Notheast Oklahoma Beekeepers Association will hold the annual Big Bee Buzz conference on the evening of Friday March 28 and day on March 29, 2014 at the Eastside Christian Church near 15th & Harvard in Tulsa Oklahoma. Speakers include Jim Tew, Les Crowder, and Ed Levi. For details, go to NEOBA.org or post your questions here. Cost is $30, and you will be able to pre-register online in the near future.

I will post a schedule of speakers and topics once I get that figured out, hopefully within the next week.


----------



## NeilV (Nov 18, 2006)

It took a little longer than expected, but we now have a schedule. Also, we have added Grant Gillard (known as Grant here on Beesource Forums) as a speaker. This is a really, really solid panel of speakers who will provide a great deal of very practical information.
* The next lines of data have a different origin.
PR #3717, opened 2022-03-24
Move the water / land sounds into amphibious / hover class

### LINKED ISSUE #3578: Refactor `OnMotionHorzEventChange` of the Unit class

Garanas:
Closes #3578.

Still needs a bit of work - I'll leave that to someone else to finish up as an exercise 😄 

todo:
 - [ ] Add Youtube link to first part of this pull request


lua/defaultunits.lua
```diff
@@ -2104,7 +2123,24 @@ SlowHoverLandUnit = Class(HoverLandUnit) {
 }
 
 -- AMPHIBIOUS LAND UNITS
-AmphibiousLandUnit = Class(MobileUnit) {}
+AmphibiousLandUnit = Class(MobileUnit) {
+    OnMotionHorzEventChange = function(self, new, old)
+        MobileUnit.OnMotionHorzEventChange(self, new, old)
```
healther, line 2128: I experimented a bit with the logic here and I think calling the super function is not what we actually want. I _think_ we want to handle all special sounds explicitly (there are about 20 total) and have the generic function only execute generic sounds. The problem with calling the implementation we are shadowing is, that we then either start/stop _both_ sounds (maybe the engine prevents that and only one will actually be played, didn't test) or we still require the checking logic in the general implementation.

lua/sim/Unit.lua
```diff
@@ -3128,40 +3130,28 @@ Unit = Class(moho.unit_methods) {
...
-        end
 
-        if new == 'Stopped' or new == 'Stopping' then
-            -- Stop ambient sounds
             self:StopUnitAmbientSound('AmbientMove')
-            self:StopUnitAmbientSound('AmbientMoveWater')
             self:StopUnitAmbientSound('AmbientMoveSub')
-            self:StopUnitAmbientSound('AmbientMoveLand')
+
+            self:DoOnHorizontalStartMoveCallbacks()
```
healther, line 3148: This should be under `old == 'Stopped'`

healther (commented):
As mentioned in the inline comments: I think we don't want to execute specialized functions _in addition_ to the general one, but rather _instead of_. As is it would trigger either multiple `PlayUnitSound`s or require logic in the general function that we want to get rid of.

I'm not sure if all units implement the specialized sounds. In that case I would suggest duplicating the logic in the specialized functions as a backup.

I'll write up a PR implementing my current understanding some time next week (hopefully). Let me know if I'm misunderstanding something, or if this sounds good to you.

healther:
I have a fixup commit for this at https://github.com/healther/fa/commit/d128bca13eaf8f60f2099f161a833c2de5ad0e1e but I'm not sure if what I'm doing there is actually correct...

lua/sim/Unit.lua
```diff
@@ -3114,12 +3114,14 @@ Unit = Class(moho.unit_methods) {
...
     OnMotionHorzEventChange = function(self, new, old)
+
         if self.Dead then
             return
         end
+
         local layer = self.Layer
 
-        if old == 'Stopped' or (old == 'Stopping' and (new == 'Cruise' or new == 'TopSpeed')) then
+        if old == 'Stopped' then
```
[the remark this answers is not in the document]
Garanas: I agree, there is a functional change here. We could 'move it up' one level and change all the statements to 'Stopping' instead of 'Stopped'.

lua/defaultunits.lua
Garanas: We have to call the base class. We depend on every function calling the base class when we make changes to the base class. Or when mods hook into the base class. 

A unit can play only one sound, and one ambient sound. Therefore no sounds are played twice: one simply overrides the other. This is still a slight waste by all means. We could introduce a flag into the function that defaults to nil (not set) to tell the function whether a sound is already playing. But I'm not sure if it is worth the additional logic, and mods will break that functionality again when hooking with the old function signature.

PR #3720, opened 2022-03-25
Fix LODs of effects

Garanas:
Description
-------------
Emitters can be quite expensive on the simulation. Up to 15% of the emitters in the game render up to extreme distance. These should be culled accordingly by introducing a sane LOD cutoff in their blueprint definition.

Course of action
------------------
Claim a few projectiles by making a comment in this pull request. This prevents people from doing the same projectiles. There are a few important factors to take into account:

### LOD settings

In order to be consistent, make sure that your LOD settings are on 'high':

image

### LOD of the emitter

Effects have an impact on the simulation speed. In particular the spawning of a particle has an impact. All effects have a LOD threshold set that determines at what distance from the camera it can generate particles. The **L**evel **o**f **D**etail threshold is used to cull entities when they contribute to no more than a few pixels. The value is called `LODCutoff` in the blueprint. When the LOD is not set the emitter always renders, regardless of the distance to the camera. 

here-is-gif-16
An example is the t1 Aeon artillery, as shown in the gif: their LOD cutoffs are set to -1 by default and the unit is widely used. Therefore it can easily take up 2% to 5% of the simulation speed (2ms to 5ms / tick) during a battle, even though you're too zoomed out to actually enjoy the graphics.

```lua
EmitterBlueprint {

       -- (...)

        -- values that we're interested in
	LODCutoff = -1,                 -- distance threshold to camera when rendering
	EmitIfVisible = true,           -- emits only if visible, this should typically be set to true
	CatchupEmit = true,           -- allows emitter to catch up if it becomes visible
	CreateIfVisible = false,       -- flag to only create if the emitter is visible upon creation. This should be set to false for effects with a long duration, such as a trail. Effects that happen often such as terrain effects can have this value set to true.

        -- (...)
    },
```

### Finding the unit of an emitter

We make the assumption that you are using Visual Studio Code, as described in the [setup of the development environment](https://github.com/FAForever/fa/blob/deploy/fafdevelop/setup/setup-english.md#development-environment). 

It could very well be that an emitter is not used in the base game.  In that case you can set it to a default value of 300. Mods can still use those emitters.
 - (1) Pick a set of emitters you intend to work on. Please post your selection in this pull request to prevent duplicated work. For this example, we'll stick to `cybran_cruise_missile_launch_01_emit`. 
 - (2) Assuming that you have the repository setup as your workspace, use `CTRL + SHIFT + F` to search through all the files. use the name of the emitter (without the path!) as a search argument. This will likely take you to an entry in `/lua/EffectTemplates.lua`. In this case, it is `CIFCruiseMissileLaunchSmoke`.
 - (3) Repeat the search of the previous step but the with the new search argument: `CIFCruiseMissileLaunchSmoke`. This takes us to `CIFMissileLoaWeapon` where the effect is used as a muzzle flash. 
 - (4) Repeat the search of the previous step but the with the new search argument: `CIFMissileLoaWeapon`. This takes us to the unit class `URS0304`, which is the Cybran Strategic Missile Submarine. 
 
here-is-gif-25
_The effect in question, on the water surface_
 
### Determine the settings

There are a few things that we need to take into account:
 - Is the effect part of an projectile, or of a unit / weapon?
 - What is the size of the effect as a whole?
 
If the effect is part of a unit / weapon then one can argue:
 - `LODCutoff`: should be no higher than the LOD of the unit
 - `EmitIfVisible`: should always be true
 - `CatchupEmit`: should likely be false if the effect has a short duration (and the unit has a reasonable rate of fire)
 - `CreateIfVisible`: should likely be true if the effect has a short duration (and the unit has a reasonable  rate of fire)

If the effect is part of a projectile then one can argue:
 - `LODCutoff`: Should be no higher than the LOD of the projectile, and if none is set then it depends on the size of the effect
 - `EmitIfVisible`: should always be true
 - `CatchupEmit`: if it is part of a trail then this should be true, if it is part of an explosion then it is questionable because those are quite short
 - `CreateIfVisible`: if it is part of a trail then this should be false, if it is part of an explosion then it is questionable because those are quite short

Test plan
------------------
Make a branch based on this branch. Work on at most 20 emitters per branch. Once you've reached the threshold, make a pull request to merge back into this branch. Note that the default merge branch is set to `deploy/fafdevelop`. You'll have to adjust that. 

Make sure to mention what units / weapons / projectiles use the emitters. Your changes will be easier to review with that information. If applicable a screenshot is appreciated too.

If you're unsure about anything you can discuss it in the #game-repository channel on the [FAF Discord](https://discord.gg/mXahVSKGVb) (after giving yourself the tester role in the #role-selection channel) or you can make a comment in this pull request.

Learning goals
------------------
Feel comfortable working on the repository and with Git in general.

Pull request progress
-----------------------

....


Garanas:
Another pull request (#3719) defaults the LODs when they are not set (e.g, `LODCutoff = -1.00`) to 160. This is wrong for some effects - this pull request tries to fix that over time.

Garanas:
I made a mistake and accidentally merged the branch of @MadMaxFAF 😞 .

Garanas:
I'll update the track record once I'm back in a few days. For anyone else interested in working on this, please ask @MadMaxFAF which ones are still free.

Garanas:
I've updated the original description with the remaining effects that have an infinite LOD cutoff - only 114 to go.

Garanas:
With thanks to @MadMaxFAF for all the hard work 😃 .

PR #3721, opened 2022-03-26
Display team ratings in the observer window of the lobby

Emperor-Penguin1:
This PR adds team ratings (sum totals) for each team to the observer window.  It shows the unrounded displayed rating (mean - dev * 3) and then shows the base rating (mean) +/- uncertainty (3 * dev) in parentheses.
If there are two or fewer teams, they are listed before observers.  If there are more than two teams, they are all listed after observers.

image

### DIFF
--- a/lua/ui/lobby/lobby.lua
+++ b/lua/ui/lobby/lobby.lua
@@ -2099,6 +2099,35 @@ end
 local function refreshObserverList()
     GUI.observerList:DeleteAllItems()
 
+    -- create the table that will hold the data for displaying team rating information
+    local teamRatings = {}
+
+    -- cycle through each player
+    for i, player in gameInfo.PlayerOptions:pairs() do
+
+        -- get the team number (which is 1 higher on the backend)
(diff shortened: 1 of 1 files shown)


Garanas:
Looks like a clean implementation. I'll give it to you - initially I was against because it would re-use the observers window / box. But now it seems better to have it, instead of waiting for the lobby to magically create more space for us 😄 .

I'll review it again tomorrow.

Garanas:
In practice the numbers have a lot of decimal points:
image

@Emperor-Penguin1 Could you make a new pull request that rounds them to integers?

Garanas:
There's a few other issues:
 - When a team is assigned manually it only updates for the host
 - When a player chooses their spot on the map it doesn't update
 
And I suspect other cases where a team switch happens (like switching two players) doesn't cause the observers window to update either.

Emperor-Penguin1:
Okay, I'll look into fixing these and will make a new PR soon.

Issue #3580, opened 2021-12-02
Refactor `CreateVeterancyBuffs` of the Unit class


Garanas:
Description
-------------
The function in question performs a lot of table allocations that in turn are used only once. This is the definition of garbage creation and when it happens too often the game starts to stutter. Solving this issue won't empty the bucket, but it will take out a small cup of water.

Course of action
------------------
Refactor the following tables by localizing them at the top of the file:

 - [ ] `techLevels`
 - [ ] `regenBuffs`

Make sure that their names make sense, as an example: `CreateVeterancyBuffsTechLevels` instead of `techLevels`. This makes it clear from the context.

Refactor the return type such that it returns two values instead of a new table. Make sure to adjust the `SetVeteranLevel` function to match the new return type. Preferred course of action is to remove the for loop all together by unrolling it over the two values.
 
Test plan
------------------
Use a single pull request. This PR is relatively easy to test with various units. If it doesn't cause errors and the veterancy system still works as intended then you're good. The optimization is not directly noticeable.

Learning goals
------------------
Feel comfortable working on the repository.

PR #3722, opened 2022-03-26
Refactor CreateVeterancyBuffs

healther:
Closes: #3580

Moves the (repeated) allocation of two tables to the global scope. This prevents
the useless repeated reallocation and garbage collection of the data structures.
From the game perspective nothing should change, from a performance POV this should
have limited effect, as this function is only called once per unit type and vet
level.


Garanas:
Looks good. 

Can you also remove the [table allocation](https://github.com/FAForever/fa/blob/deploy/fafdevelop/lua/sim/Unit.lua#L1436) when the function returns? Lua supports returning multiple arguments over the stack.

PR #3725, opened 2022-03-26
Fix LazyVars behaviour with `false` value

4z0t:
Dealing with LazyVars I recently found out that setting value of lazyvar `false` causes troubles:
First of all:
`a  = Lazyvar.Create(false)`
`LOG(a())` - returns `0` that is not `false` at all (FYI 0 is a true value in Lua, so, 
`LOG(not 0)` is false)
Secondly:
`a:Set(false)` - ok fine, now it is false
`LOG(a())` - oh no, tried to call `nil` value?
Thirdly:
`a.OnDirty = function(self) LOG('i have a new value'..self()) end` - if we set a new value this would be called
`a:Set(false)` - no, we didn't...

### DIFF
--- a/lua/lazyvar.lua
+++ b/lua/lazyvar.lua
@@ -1,0 +1,115 @@
+--
+-- LazyVar module
+--
+
+
+local EvalContext = nil
+
+local LazyVarMetaTable = { }
+
+LazyVarMetaTable.__index = LazyVarMetaTable
+
+local WeakKeyMeta = { __mode = 'k' }
+
+-- Set this true to get tracebacks in error messages. It slows down lazyvars a lot,
+-- so don't use except when debugging.
+ExtendedErrorMessages = false
+
+function LazyVarMetaTable:__call()
+    if not self[1] then
+        if self.busy then
+            error("circular dependency in lazy evaluation for variable " .. (self.trace or ''), 2)
+        end
+        self.busy = true
+        local u
+        for u in self.uses do
+            u.used_by[self] = nil
+        end
+        self.uses = {}
+        local oldContext = EvalContext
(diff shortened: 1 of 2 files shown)


Garanas:
First import the base file in a separate commit and then make the changes. It makes it easier to review 😄 .

4z0t:
i closed it somehow xdddddddd

Garanas:
I think it closed automatically because there are no file changes 🤔

Garanas:
Interesting - any idea what this means: `result = {&1&4}`?

KionX:
_Interesting - any idea what this means: result = {&1&4}?_
In LuaPlus, this indicates to preallocate memory for the table.

4z0t:
@KionX is there a detailed doc about those numbers and how it calculates the final size?

KionX:
First & is hash table size rounded up to 2^(trunc(log2(nh))+1).
Second & is array linear size.

4z0t:
Isn't this line would break all other tests right after merging?

Garanas:
Yes - we can't merge this in its current state.

4z0t:
Is there some kind of filter for running tests? Just put this file into blacklist 🙂

Garanas:
We'd need to make changes to this file:
 - https://github.com/FAForever/fa/blob/deploy/fafdevelop/run_lua_tests.sh
 
I'm fine with an exception.

4z0t:
@Askaholic can you help us with it? 😀

Garanas:
Added the exception, @4z0t is this pull request ready?

4z0t:
@Garanas sure

PR #3740, opened 2022-03-27
Seraphim Effects Cleanup

brokerjoe:
This is a work in progress PR (Draft) (Feel free to add to it or move it out of draft mode to merge).

- fixing effect utilities loops
- seraphim stored progress in global context changed to local while loop
- When building large units (Seraphim bomber, for example) the LOD of the effect doesn't match the size of the unit. This causes inconsistencies. The LOD is now always set according to the LOD of the mesh of the unit.


lua/EffectUtilitiesSeraphim.lua
```diff
@@ -125,13 +125,15 @@ function CreateSeraphimFactoryBuildingEffects(builder, unitBeingBuilt, effectBon
         WaitFor(slider)
     end
 
+    -- localize for optimal access
+    local UnitGetFractionComplete = UnitGetFractionComplete
+    local completed = UnitGetFractionComplete(unitBeingBuilt)
     -- # Gradually move the unit to the plateau
-
-    while not unitBeingBuilt.Dead do
-        completed = UnitGetFractionComplete(unitBeingBuilt)
```
brokerjoe, line 131: @Garanas This variable was reading from the global context, so I changed the code to read it from a local variable, variable is defined outside for localized access.

lua/EffectUtilitiesSeraphim.lua
```diff
@@ -150,15 +150,12 @@ end
 function CreateSeraphimBuildThread(unitBeingBuilt, builder, effectsBag, scaleFactor)
 
     -- # initialize various info used throughout the function
-
-    local effect = false
```
brokerjoe, line 152: this variable was defined twice

lua/EffectUtilitiesSeraphim.lua
Garanas: I had to look at it twice - well spotted.

brokerjoe:
I think you are right, lets move that in - can make always a new PR.

Garanas:
Took the liberty to add a fix to this pull request. When building large units (Seraphim bomber, for example) the LOD of the effect doesn't match the size of the unit. This causes inconsistencies. The LOD is now always set according to the LOD of the mesh of the unit.

At the time I didn't knew this was possible 😃 .

lua/EffectUtilitiesSeraphim.lua
```diff
@@ -148,30 +150,39 @@ end
...
     local effect = false
 
     -- matches with number of effects being made, pre-allocates the table
     local emitters = { false, false, false, false, false }
     local emittersHead = 1
 
+    -- determine a sane LOD cutoff for the size of the unit
+    local lods = unitBeingBuilt.Blueprint.Display.Mesh.LODs
+    local count = TableGetn(lods)
+    local LODCutoff = 0.9 * lods[count].LODCutoff or (90 * MathMax(unitBeingBuilt.BuildExtentsX, unitBeingBuilt.BuildExtentsZ))
```
Garanas, line 169: What LOD value should we use here? At the moment it uses the value of the lowest LOD (typically there are only two, so the second). But maybe it is more sane to use the LOD value of the high quality mesh?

I don't think you can find many regional conferences that will have this sort of content, particularly for $30 a person with food included. We are trying to make this worth a a trip to Tulsa, and I think we have succeeded.

This will also be a good place to meet some other Beesource folks in person, which is always fun, at least to me. I will be there, as will Grant and Solomon Parker. Usually Myron Denny is there too, although I have not spoken to him about this year.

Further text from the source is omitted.